Because stderr is closed, the user does not know, naturally they complain about 'gc --auto' wasting CPU.

Daemonized gcnow saves stderrto $GIT_DIR/gc.log.
Following gc --autowill not run and gc.logprinted out until the user removes gc.log
.

gc: 从守护进程中保存日志gc --auto并在下次打印

虽然提交 9f673f9gc用于--auto在后台运行的配置选项- 2014-02-08)有助于减少关于“ gc --auto”占用终端的一些抱怨,但它会产生另一组问题。

这个集合中的最新一个是,作为守护进程的结果,stderr被关闭并且所有警告都丢失了。末尾的这个警告cmd_gc()特别重要,因为它告诉用户如何避免“ gc --auto”重复运行。
因为stderr是关闭的,用户不知道,自然会抱怨' gc --auto'浪费CPU。

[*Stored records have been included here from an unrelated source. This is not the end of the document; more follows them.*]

PR #373, opened 2018-03-14
fixes signal handling bug

chuckha:

Fixes a signal handling bug.
No issue created

This is what I wanted to do originally.

When the worker gets a shutdown signal, it waits for $GRACEFUL_SHUTDOWN_PERIOD and then actually cleans up.

What it did before was simply sleep and block the main thread then exit.

**Release note**:
```
release-note
```

### DIFF
--- a/pkg/worker/worker.go
+++ b/pkg/worker/worker.go
@@ -44,8 +44,10 @@ func init() {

Daemonizedgc现在保存stderr$GIT_DIR/gc.log.
以下gc --auto将不会运行,并gc.log打印出来,直到用户删除gc.log

回答by svick

Some operations run git gc --autoautomatically, so there should never be the needto run git gc, git should take care of this by itself.

一些操作会git gc --auto自动运行,所以永远不需要运行git gc,git 应该自己处理这个。

Contrary to what bwawok said, there actually is (or might be) a difference between your local repo and that bare one: What operations you do with it. For example dangling objects can be created by rebasing, but it may be possible that you never rebase the bare repo, so maybe you don't ever need to remove them (because there are never any). And thus you may not need to use git gcthat often. But then again, like I said, git should take care of this automatically.

与 bwawok 所说的相反,您的本地存储库和裸存储库之间实际上(或可能)存在差异:您用它做什么操作。例如,悬空对象可以通过变基创建,但您可能永远不会变基裸存储库,所以也许您永远不需要删除它们(因为从来没有)。因此,您可能不需要git gc经常使用它。但话又说回来,就像我说的,git 应该自动处理这个问题。

回答by bwawok

I do not know 100% about the logic of gc.. but to reason this out:

我对 gc 的逻辑不是 100% 了解,但要推理一下:

git gc removed extra history junk, compresses extra history, etc. It does nothing with your local copies of files.

git gc 删除了额外的历史垃圾,压缩了额外的历史等等。它对你的本地文件副本没有任何作用。

The only difference between a bare and normal repo is if you have local copies of files.

裸仓库和普通仓库之间的唯一区别是您是否拥有文件的本地副本。

So, I think it stands to reason that YES, you should run git gc on a bare repo.

所以,我认为是的,你应该在裸仓库上运行 git gc 是有道理的。

I have never personally ran it, but my repo is pretty small and is still fast.

我从来没有亲自运行过它,但我的 repo 很小而且速度仍然很快。